TASK MATERIAL:
○ ○ ○ ○ ○ ○ ○

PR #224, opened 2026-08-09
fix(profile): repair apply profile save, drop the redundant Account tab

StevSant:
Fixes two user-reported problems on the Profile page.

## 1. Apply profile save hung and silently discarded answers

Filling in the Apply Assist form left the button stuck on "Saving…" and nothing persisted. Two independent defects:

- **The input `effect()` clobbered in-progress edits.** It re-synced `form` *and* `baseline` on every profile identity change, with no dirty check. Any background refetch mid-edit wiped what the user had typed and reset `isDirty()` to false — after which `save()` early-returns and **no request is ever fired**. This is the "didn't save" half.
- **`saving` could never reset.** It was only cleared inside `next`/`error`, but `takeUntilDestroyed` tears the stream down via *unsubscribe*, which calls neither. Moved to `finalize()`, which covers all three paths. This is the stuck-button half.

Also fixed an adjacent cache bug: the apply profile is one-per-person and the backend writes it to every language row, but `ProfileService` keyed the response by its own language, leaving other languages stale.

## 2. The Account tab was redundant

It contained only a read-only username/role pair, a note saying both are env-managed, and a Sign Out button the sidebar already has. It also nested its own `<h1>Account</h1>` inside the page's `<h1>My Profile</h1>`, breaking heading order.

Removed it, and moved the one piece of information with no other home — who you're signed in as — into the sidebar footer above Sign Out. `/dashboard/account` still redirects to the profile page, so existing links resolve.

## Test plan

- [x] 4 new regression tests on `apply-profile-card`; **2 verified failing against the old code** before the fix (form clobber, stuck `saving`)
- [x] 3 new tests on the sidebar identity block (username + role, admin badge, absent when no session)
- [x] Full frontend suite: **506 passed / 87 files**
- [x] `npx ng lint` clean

○ ○ ○ ○ ○ ○ ○

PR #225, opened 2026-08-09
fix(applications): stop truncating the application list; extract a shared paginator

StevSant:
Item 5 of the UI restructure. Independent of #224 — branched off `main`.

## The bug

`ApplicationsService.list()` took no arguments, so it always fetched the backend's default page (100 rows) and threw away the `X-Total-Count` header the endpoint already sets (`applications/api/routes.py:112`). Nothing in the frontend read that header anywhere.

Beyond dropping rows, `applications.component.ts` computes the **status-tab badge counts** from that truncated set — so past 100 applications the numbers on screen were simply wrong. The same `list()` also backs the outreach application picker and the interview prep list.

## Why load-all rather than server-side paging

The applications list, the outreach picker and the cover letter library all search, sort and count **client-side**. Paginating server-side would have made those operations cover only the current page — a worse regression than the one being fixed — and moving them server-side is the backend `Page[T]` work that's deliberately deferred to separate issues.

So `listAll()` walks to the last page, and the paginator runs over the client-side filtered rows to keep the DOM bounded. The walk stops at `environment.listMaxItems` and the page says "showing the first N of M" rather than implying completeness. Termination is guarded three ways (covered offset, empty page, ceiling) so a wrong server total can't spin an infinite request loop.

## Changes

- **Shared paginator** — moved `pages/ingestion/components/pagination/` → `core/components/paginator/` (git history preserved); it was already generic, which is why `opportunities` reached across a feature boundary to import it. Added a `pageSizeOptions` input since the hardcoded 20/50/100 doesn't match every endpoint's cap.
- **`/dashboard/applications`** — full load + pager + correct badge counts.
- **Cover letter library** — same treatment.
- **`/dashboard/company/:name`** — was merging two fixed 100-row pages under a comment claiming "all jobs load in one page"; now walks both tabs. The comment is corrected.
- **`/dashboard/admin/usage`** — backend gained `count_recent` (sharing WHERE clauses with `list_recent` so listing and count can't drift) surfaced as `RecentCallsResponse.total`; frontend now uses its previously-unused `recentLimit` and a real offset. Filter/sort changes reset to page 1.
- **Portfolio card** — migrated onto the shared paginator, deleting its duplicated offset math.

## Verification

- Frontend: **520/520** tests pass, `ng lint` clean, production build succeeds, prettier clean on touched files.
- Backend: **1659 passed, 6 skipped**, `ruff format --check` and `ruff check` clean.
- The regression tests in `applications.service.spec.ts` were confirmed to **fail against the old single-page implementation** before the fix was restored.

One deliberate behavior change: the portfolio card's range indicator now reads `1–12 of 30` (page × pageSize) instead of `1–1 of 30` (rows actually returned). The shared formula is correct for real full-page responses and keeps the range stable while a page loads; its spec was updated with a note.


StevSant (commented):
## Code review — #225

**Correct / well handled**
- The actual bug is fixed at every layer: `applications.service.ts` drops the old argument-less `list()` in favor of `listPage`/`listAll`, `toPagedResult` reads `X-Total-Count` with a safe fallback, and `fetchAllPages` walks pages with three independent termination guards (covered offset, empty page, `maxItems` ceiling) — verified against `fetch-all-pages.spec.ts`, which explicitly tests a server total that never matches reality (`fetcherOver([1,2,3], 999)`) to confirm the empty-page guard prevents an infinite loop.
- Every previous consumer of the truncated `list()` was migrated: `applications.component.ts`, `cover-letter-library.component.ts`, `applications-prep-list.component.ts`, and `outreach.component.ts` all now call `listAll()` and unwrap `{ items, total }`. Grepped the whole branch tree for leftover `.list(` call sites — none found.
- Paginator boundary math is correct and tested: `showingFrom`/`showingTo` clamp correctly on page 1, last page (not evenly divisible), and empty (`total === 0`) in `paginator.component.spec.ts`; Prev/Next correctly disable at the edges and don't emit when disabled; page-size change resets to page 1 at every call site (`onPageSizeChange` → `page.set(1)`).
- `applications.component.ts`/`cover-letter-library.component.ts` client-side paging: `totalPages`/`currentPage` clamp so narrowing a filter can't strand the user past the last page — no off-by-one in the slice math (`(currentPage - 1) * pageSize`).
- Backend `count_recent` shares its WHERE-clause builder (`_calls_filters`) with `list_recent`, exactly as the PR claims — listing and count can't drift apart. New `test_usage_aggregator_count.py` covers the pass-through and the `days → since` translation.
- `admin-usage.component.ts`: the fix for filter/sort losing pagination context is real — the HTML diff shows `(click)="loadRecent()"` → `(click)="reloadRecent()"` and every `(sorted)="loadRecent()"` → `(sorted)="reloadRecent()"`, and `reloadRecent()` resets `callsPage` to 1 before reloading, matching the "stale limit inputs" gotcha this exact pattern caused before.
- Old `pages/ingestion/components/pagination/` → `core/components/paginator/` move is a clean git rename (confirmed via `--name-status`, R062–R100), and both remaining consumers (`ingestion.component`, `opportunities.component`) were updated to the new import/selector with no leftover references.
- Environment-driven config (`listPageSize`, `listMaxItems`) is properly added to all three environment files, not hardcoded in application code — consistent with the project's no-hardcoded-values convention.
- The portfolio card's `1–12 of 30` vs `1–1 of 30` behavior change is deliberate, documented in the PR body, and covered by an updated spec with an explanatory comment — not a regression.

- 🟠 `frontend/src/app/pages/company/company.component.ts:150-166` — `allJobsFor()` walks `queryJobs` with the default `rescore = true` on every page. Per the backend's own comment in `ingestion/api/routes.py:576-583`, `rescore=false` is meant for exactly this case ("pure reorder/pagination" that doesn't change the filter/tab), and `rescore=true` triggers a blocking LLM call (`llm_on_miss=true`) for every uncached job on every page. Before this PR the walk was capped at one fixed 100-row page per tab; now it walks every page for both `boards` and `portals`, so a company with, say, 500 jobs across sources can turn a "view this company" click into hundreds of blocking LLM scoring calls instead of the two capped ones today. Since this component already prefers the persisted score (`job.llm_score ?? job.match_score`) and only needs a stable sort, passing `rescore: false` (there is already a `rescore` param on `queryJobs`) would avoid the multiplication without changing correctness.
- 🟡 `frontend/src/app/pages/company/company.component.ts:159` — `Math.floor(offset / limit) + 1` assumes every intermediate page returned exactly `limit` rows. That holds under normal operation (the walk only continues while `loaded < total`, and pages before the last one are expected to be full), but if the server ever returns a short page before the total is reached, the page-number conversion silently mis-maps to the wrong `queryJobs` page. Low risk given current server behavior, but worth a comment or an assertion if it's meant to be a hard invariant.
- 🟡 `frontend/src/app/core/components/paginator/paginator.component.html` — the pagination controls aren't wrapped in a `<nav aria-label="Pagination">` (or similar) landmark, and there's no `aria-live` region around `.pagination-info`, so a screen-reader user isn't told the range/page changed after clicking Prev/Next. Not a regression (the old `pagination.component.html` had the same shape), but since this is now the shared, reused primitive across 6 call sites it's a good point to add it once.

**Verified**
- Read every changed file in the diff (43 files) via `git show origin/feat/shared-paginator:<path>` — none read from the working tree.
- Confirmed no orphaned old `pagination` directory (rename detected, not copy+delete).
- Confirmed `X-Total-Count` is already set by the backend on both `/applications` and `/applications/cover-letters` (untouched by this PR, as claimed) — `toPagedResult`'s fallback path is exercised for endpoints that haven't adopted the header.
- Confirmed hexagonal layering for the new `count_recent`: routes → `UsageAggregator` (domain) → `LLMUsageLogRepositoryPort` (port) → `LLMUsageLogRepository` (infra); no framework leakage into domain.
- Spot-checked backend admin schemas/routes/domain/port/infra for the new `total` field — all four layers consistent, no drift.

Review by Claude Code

○ ○ ○ ○ ○ ○ ○

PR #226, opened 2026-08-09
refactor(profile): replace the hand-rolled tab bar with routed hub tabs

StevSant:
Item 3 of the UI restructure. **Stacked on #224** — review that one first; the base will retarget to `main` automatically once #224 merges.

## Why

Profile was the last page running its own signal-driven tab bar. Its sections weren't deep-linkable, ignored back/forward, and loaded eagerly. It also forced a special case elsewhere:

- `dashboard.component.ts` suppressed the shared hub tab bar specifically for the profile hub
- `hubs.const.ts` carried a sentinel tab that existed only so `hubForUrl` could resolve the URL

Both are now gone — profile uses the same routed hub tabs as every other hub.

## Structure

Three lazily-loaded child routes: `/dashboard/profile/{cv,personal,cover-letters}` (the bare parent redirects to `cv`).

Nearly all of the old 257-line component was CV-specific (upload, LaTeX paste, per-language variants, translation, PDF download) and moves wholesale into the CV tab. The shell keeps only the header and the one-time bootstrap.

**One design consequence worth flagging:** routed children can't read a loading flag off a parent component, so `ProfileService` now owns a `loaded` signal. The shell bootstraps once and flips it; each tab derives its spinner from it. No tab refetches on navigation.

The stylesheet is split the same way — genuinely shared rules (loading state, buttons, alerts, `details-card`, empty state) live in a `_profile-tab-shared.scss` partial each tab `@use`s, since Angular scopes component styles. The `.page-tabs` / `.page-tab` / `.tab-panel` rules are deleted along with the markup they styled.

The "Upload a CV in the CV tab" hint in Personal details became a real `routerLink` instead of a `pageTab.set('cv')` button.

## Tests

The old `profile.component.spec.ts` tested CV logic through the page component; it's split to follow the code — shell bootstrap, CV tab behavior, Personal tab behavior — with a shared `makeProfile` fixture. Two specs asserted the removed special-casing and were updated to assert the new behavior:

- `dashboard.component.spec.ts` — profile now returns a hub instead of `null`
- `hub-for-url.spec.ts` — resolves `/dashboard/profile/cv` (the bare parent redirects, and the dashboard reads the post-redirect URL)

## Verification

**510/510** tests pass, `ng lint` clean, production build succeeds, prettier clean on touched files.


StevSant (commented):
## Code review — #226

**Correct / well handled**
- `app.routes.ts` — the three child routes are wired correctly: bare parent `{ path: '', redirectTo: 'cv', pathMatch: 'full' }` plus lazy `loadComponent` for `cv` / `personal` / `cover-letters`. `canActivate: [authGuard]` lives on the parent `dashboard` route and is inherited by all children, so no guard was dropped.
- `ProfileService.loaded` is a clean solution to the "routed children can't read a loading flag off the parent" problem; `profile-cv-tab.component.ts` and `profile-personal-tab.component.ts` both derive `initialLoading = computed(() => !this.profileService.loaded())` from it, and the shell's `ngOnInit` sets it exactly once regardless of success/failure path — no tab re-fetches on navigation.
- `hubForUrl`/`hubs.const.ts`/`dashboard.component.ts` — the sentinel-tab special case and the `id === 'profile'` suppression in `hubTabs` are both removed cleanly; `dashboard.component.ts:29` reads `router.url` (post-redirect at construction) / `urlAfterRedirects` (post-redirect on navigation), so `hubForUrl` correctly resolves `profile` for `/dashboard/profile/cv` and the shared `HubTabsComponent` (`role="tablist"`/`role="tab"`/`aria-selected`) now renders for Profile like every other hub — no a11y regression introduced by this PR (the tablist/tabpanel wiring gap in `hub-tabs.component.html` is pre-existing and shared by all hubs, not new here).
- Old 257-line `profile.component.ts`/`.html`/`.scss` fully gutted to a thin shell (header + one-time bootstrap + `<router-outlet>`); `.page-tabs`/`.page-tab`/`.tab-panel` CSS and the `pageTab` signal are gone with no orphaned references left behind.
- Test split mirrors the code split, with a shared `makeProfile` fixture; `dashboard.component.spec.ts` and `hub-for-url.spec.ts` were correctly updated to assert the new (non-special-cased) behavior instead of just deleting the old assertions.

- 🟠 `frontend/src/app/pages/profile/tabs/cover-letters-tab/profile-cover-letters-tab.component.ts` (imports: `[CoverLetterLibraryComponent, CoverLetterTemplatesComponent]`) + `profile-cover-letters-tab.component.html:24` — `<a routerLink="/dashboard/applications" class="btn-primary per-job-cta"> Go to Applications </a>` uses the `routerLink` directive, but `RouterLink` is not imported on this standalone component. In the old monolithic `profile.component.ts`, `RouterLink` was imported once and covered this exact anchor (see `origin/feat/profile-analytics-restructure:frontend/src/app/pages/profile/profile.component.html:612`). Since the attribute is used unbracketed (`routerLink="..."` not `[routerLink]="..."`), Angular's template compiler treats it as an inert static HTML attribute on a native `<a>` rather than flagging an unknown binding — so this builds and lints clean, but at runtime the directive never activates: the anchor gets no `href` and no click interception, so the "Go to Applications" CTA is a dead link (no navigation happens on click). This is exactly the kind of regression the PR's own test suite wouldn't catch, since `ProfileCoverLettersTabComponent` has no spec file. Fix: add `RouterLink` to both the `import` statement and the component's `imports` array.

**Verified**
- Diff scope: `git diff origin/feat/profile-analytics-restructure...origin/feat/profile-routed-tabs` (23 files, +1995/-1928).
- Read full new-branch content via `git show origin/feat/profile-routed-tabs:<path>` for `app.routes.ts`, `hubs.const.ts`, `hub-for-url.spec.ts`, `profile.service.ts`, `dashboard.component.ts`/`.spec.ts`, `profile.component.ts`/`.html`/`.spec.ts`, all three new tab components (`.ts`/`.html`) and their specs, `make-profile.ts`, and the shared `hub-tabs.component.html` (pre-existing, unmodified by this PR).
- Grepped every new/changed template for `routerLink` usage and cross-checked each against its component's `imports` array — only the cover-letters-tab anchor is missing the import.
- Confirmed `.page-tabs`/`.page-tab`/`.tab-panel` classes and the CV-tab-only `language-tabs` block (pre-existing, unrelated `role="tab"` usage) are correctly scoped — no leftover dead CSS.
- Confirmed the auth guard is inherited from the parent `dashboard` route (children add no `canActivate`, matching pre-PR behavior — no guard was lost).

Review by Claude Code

○ ○ ○ ○ ○ ○ ○

AIM OF THE EXERCISE: In the listing above, find the line with "guard was dropped." and the line with "re-fetches on navigation.", then print exactly those two lines and every line between them, and nothing more.

TASK ANSWER:
- `app.routes.ts` — the three child routes are wired correctly: bare parent `{ path: '', redirectTo: 'cv', pathMatch: 'full' }` plus lazy `loadComponent` for `cv` / `personal` / `cover-letters`. `canActivate: [authGuard]` lives on the parent `dashboard` route and is inherited by all children, so no guard was dropped.
- `ProfileService.loaded` is a clean solution to the "routed children can't read a loading flag off the parent" problem; `profile-cv-tab.component.ts` and `profile-personal-tab.component.ts` both derive `initialLoading = computed(() => !this.profileService.loaded())` from it, and the shell's `ngOnInit` sets it exactly once regardless of success/failure path — no tab re-fetches on navigation.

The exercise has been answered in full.